Penn State Extension is the backbone of our ability to translate scientific research into real-world applications. Our Extension educators empower people, businesses and communities to solve problems and capture opportunities by providing access to expertise and education. Extension is investing in new technologies to meet the changing needs and expectations of our customers and provide for real-time collaboration across our teams of experts located around the Commonwealth. These investments in Pennsylvania will provide a diverse portfolio of non-credit, online educational opportunities for all Pennsylvanians; real-time communications, alerts, and education for our customers; and increasing accessibility to our teams of experts and programs.

Penn State Health Milton S. Hershey Medical Center

Medical Assistance funds appropriated to the Milton S. Hershey Medical Center through the Pennsylvania Department of Human Services enable citizens of the Commonwealth without the ability to pay to receive medical care at one of the nation’s premier academic medical centers. Since 2013-14, part of this funding has been designated to support the ongoing development of the Regional Medical Campus at University Park. With a focus on the preparation of medical students for careers in primary care and rural medicine, this program addresses the health care needs of both the Centre County region and the entire northern tier of Pennsylvania.
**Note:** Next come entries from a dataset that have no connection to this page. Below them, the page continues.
PR #5149, opened 2026-07-24
Speed up on uneven 4way partition and MV precision.

jadhuran:
This has two contributions

Contribution 1

Block size based partition depth reduction for uneven 4 way

Q index threshold is applied only to key frames.

Apply separate partition depth for uneven 4 way partition from H   - partition

Contribution 2

Prune mv using best precision

Do not prune one pel when maximum precision is quarter pel.

Results:
Anchor: 1d2febc43d7dd206e68ac178cf7e69e17652d0dd

Test: Contribution 1 + Contribution 2

```
| Summary |   Y    |   U   |   V   |  YUV  | Enc-time | Dec-time |
| A1      | -0.02% | 0.24% | 0.21% | 0.00% | 97.8%    | 100.5%   |
| A2      | 0.10%  | 0.15% | 0.03% | 0.09% | 95.8%    | 99.8%    |
```
Test: Contribution 1

```
+---------+--------+-------+--------+--------+----------+----------+
| Summary |   Y    |   U   |   V    |  YUV   | Enc-time | Dec-time |
+---------+--------+-------+--------+--------+----------+----------+
| A1      | -0.02% | 0.05% | -0.14% | -0.02% | 99.0%    | 100.5%   |
| A2      | 0.06%  | 0.09% | 0.19%  | 0.07%  | 97.6%    | 99.3%    |
+---------+--------+-------+--------+--------+----------+----------+

```


av2/encoder/rdopt.h
```diff
@@ -374,13 +374,24 @@ static INLINE void update_mv_precision(const MV ref_mv,
...
+
   if (!prune_mv_prec_using_best_mv_prec_so_far) return false;
   if (prune_mv_prec_using_best_mv_prec_so_far >= 1) {
     // If the current MV precision index is farther from the best MV precision,
     // prune the evaluation of current MV precision.
+
+    // Avoid pruning one pel precision for boosted frames based
+    // on qindex when mbmi->max_mv_precision is QTR_PEL.
+    if (cpi->sf.flexmv_sf.prune_non_one_pel_mv_using_best_mv_prec &&
+        mbmi->max_mv_precision == MV_PRECISION_QTR_PEL && precision_dx == 2)
```
yeqing-wu: The flag name `prune_non_one_pel_mv_using_best_mv_prec` promises "restrict pruning one pel" universally, but ONE_PEL is only preserved when max_mv_precision == QTR_PEL. Other max precisions where ONE_PEL is in the set (ONE_EIGHTH_PEL: set 0, dx=1; HALF_PEL: set 2, dx=2) get no exemption, and future precision-set edits silently break the check. should we use precision_def->precision[precision_dx] == MV_PRECISION_ONE_PEL to replace precision_dx == 2?

av2/encoder/rdopt.h
```diff
@@ -374,13 +374,24 @@ static INLINE void update_mv_precision(const MV ref_mv,
 }
 // Prune the evaluation of current MV precision based on best MV precision
 // chosen so far.
-static INLINE bool prune_curr_mv_precision_eval(
-    int prune_mv_prec_using_best_mv_prec_so_far, int precision_dx,
-    int best_precision_dx) {
+static INLINE bool prune_curr_mv_precision_eval(AV2_COMP *const cpi,
+                                                const MB_MODE_INFO *mbmi,
```
yeqing-wu: Since we don’t change the values of the items, we should add constants for both the value and pointer for cpi and mbmi.

av2/encoder/speed_features.h
```diff
@@ -981,6 +983,9 @@ typedef struct FLEXMV_PRECISION_SPEED_FEATURES {
   // Prune the evaluation of current MV precision based on best MV precision
   // chosen so far.
   int prune_mv_prec_using_best_mv_prec_so_far;
+  // Enable prune mv precision using best mv precision but restrict pruning one
+  // pel
+  int prune_non_one_pel_mv_using_best_mv_prec;
```
yeqing-wu, line 990: Could you please clarify whether we should enable or disable the screen content tool, such as Intrabc, for a speed of 1 or higher?

av2/encoder/rdopt.h
```diff
@@ -374,13 +374,24 @@ static INLINE void update_mv_precision(const MV ref_mv,
...
+                                                int precision_dx,
+                                                int best_precision_dx) {
+  const int prune_mv_prec_using_best_mv_prec_so_far =
+      cpi->sf.flexmv_sf.prune_non_one_pel_mv_using_best_mv_prec ||
+      cpi->sf.flexmv_sf.prune_mv_prec_using_best_mv_prec_so_far;
+
   if (!prune_mv_prec_using_best_mv_prec_so_far) return false;
   if (prune_mv_prec_using_best_mv_prec_so_far >= 1) {
```
yeqing-wu: The code after the change is dead code because prune_mv_prec_using_best_mv_prec_so_far can only be 0 or 1. If it is 0, the code above it already returns. Therefore, the condition check is dead code.

`if (prune_mv_prec_using_best_mv_prec_so_far >= 1) {`

av2/encoder/rdopt.h
```diff
@@ -374,13 +374,24 @@ static INLINE void update_mv_precision(const MV ref_mv,
...
 // Prune the evaluation of current MV precision based on best MV precision
 // chosen so far.
-static INLINE bool prune_curr_mv_precision_eval(
-    int prune_mv_prec_using_best_mv_prec_so_far, int precision_dx,
-    int best_precision_dx) {
+static INLINE bool prune_curr_mv_precision_eval(AV2_COMP *const cpi,
+                                                const MB_MODE_INFO *mbmi,
+                                                int precision_dx,
+                                                int best_precision_dx) {
+  const int prune_mv_prec_using_best_mv_prec_so_far =
```
yeqing-wu: The name “prune_mv_prec_using_best_mv_prec_so_far” is misleading because its value depends on both “sf.flexmv_sf.prune_non_one_pel_mv_using_best_mv_prec” and “sf.flexmv_sf.prune_mv_prec_using_best_mv_prec_so_far.” However, the code name for this local variable originates from one of the speed features.

av2/encoder/speed_features.h
```diff
@@ -410,6 +410,8 @@ typedef struct PARTITION_SPEED_FEATURES {
   // If set to 1, recursion depth is set 2 if block area > 1024 else it is set
   // to INT_MAX. If set to 2, recursion depth is set to 1.
   int ext_recur_depth_level;
+  // reduce the recursion depth for uneven 4-way partitions based on block size
```
yeqing-wu: Comment style break - lowercase, no period.

av2/encoder/speed_features.h
jadhuran: In comment? Why disabling intrabc matters here. This is applied for non-intrabc inter modes.

av2/encoder/rdopt.h
jadhuran: No, QTR_PEL being max precision is important, because we haven't tested other sets without this condition. If set changes, this will impact.  prune_mv_using_best_mv_prec, does this sound better?

av2/encoder/rdopt.h
jadhuran: This is an existing code, but I can remove it.

av2/encoder/rdopt.h
jadhuran: ok

av2/encoder/rdopt.h
jadhuran: prune_mv_prec_using_best_mv_prec_so_far this is an existing feature. Shall I name my new feature to be prune_mv_using_best_mv_prec?

av2/encoder/speed_features.h
jadhuran: Addressed

av2/encoder/rdopt.h
jadhuran: Addressed

av2/encoder/rdopt.h
jadhuran: Addressed

av2/encoder/rdopt.h
yeqing-wu: You still keep the max precision mbmi->max_mv_precision == MV_PRECISION_QTR_PEL. What I mean is to replace precision_dx == 2 with precision_def->precision[precision_dx] == MV_PRECISION_ONE_PEL, so even you change the max precision, you still have the correct logic and do not need to change '2'. Meanwhile it is also easy to understand than magic number '2'.

av2/encoder/speed_features.h
yeqing-wu: I just want to check if this would impact intrabc or not since in AV2, I think it also supports sub-pel. Since you said it is for non-intrabc inter modes, then you answered my question.

av2/encoder/rdopt.h
yeqing-wu: I know prune_mv_prec_using_best_mv_prec_so_far is an existing feature, but here you're repurposing it for two features while still using prune_mv_prec_using_best_mv_prec_so_far as the local variable name — and there's also a prune_mv_prec_using_best_mv_prec_so_far coming from flexmv_sf. That's misleading.
prune_mv_using_best_mv_prec looks good to me.

yeqing-wu (approved):

av2/encoder/rdopt.h
jadhuran: I understand your point. Addressed.

av2/encoder/rdopt.h
jadhuran: Addressed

This funding is used to facilitate contributions by, and collaborations with, the College of Medicine’s Department of Public Health Sciences which supports the analysis of health care needs of the Commonwealth and the development of clinically-integrated networks to meet them. It also supports innovative programs that will enhance the overall health and wellness of Pennsylvanians, particularly those in rural areas who have historically had to drive long distances to access providers for some or all of their health care needs.

Cost Containment Efforts

Two decades of stagnation in the state appropriation and increasing costs needed to fulfill our land-grant mission have led to a two-pronged approach to fill the gap: Budget Reductions and Reallocations (cost savings measures), and Budget Relief (securing external funding to cover activities that would otherwise require General Fund dollars.)

Our budget plan for 2018-19 sets a very aggressive target for budget reallocations as one of the major sources to fund the priorities and mandates in the plan. The target is $34.4 million, not all of which has been identified. We will work diligently toward that goal.